Listed entries:
+ + +

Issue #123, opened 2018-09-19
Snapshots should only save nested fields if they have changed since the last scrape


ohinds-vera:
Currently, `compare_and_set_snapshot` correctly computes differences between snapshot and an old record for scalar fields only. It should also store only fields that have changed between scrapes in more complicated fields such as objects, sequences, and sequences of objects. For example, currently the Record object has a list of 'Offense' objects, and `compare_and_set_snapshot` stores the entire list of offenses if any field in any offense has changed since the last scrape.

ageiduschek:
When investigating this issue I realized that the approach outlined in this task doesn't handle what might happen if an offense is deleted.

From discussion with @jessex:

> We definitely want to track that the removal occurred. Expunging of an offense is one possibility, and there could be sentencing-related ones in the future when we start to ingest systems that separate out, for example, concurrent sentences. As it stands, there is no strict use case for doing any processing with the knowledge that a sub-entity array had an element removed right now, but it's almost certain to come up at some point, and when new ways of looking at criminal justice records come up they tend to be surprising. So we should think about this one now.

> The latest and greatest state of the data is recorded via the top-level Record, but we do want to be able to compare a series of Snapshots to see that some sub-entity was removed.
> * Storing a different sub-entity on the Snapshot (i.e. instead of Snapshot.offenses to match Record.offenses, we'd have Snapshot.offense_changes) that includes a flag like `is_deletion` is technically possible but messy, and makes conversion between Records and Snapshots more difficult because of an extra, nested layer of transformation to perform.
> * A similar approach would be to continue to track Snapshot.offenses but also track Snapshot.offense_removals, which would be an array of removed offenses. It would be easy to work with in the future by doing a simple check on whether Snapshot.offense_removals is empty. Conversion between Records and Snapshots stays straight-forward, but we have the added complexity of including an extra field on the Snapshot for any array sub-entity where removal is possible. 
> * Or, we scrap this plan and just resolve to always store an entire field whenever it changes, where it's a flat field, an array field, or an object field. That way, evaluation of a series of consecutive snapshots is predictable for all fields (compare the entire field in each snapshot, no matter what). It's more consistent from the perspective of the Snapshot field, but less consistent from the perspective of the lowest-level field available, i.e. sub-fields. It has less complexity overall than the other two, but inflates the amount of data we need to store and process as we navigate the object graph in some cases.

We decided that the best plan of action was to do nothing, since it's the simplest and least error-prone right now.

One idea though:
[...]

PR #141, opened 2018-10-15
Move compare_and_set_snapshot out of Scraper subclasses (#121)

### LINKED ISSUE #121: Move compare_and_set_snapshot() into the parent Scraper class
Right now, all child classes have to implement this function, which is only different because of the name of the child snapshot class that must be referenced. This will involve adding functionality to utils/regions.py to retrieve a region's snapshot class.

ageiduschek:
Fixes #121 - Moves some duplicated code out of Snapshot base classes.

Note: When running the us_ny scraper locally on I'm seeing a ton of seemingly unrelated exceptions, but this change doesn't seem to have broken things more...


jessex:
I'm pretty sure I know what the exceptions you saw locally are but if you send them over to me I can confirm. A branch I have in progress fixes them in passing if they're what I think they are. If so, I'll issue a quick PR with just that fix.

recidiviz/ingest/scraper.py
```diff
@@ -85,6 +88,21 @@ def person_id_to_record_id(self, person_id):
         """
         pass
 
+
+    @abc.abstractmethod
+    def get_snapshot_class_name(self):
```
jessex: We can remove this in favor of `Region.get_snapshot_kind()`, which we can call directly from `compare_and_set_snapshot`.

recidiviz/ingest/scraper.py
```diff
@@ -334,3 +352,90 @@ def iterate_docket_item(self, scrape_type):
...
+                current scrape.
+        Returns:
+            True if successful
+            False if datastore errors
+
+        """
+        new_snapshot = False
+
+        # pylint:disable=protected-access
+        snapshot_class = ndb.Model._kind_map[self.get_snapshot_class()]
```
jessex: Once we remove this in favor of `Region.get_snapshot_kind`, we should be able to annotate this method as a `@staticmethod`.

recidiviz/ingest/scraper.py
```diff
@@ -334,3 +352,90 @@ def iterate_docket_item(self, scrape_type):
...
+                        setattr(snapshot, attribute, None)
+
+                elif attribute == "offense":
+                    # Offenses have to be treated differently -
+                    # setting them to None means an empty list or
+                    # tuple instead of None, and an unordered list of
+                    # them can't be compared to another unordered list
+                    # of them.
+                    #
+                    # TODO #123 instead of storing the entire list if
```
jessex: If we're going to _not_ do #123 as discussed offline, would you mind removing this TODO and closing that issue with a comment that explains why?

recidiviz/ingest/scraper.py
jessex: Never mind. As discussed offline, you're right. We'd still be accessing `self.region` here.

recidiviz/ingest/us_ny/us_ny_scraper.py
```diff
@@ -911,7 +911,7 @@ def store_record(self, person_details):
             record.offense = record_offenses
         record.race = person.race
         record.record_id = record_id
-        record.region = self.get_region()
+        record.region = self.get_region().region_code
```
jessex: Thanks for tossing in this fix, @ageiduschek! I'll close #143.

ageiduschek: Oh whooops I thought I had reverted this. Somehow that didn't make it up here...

+ + +

Filter the listing down to the lines holding the word "ageiduschek", and return those.

Completed task:
ageiduschek:
ageiduschek:
jessex: Thanks for tossing in this fix, @ageiduschek! I'll close #143.
ageiduschek: Oh whooops I thought I had reverted this. Somehow that didn't make it up here...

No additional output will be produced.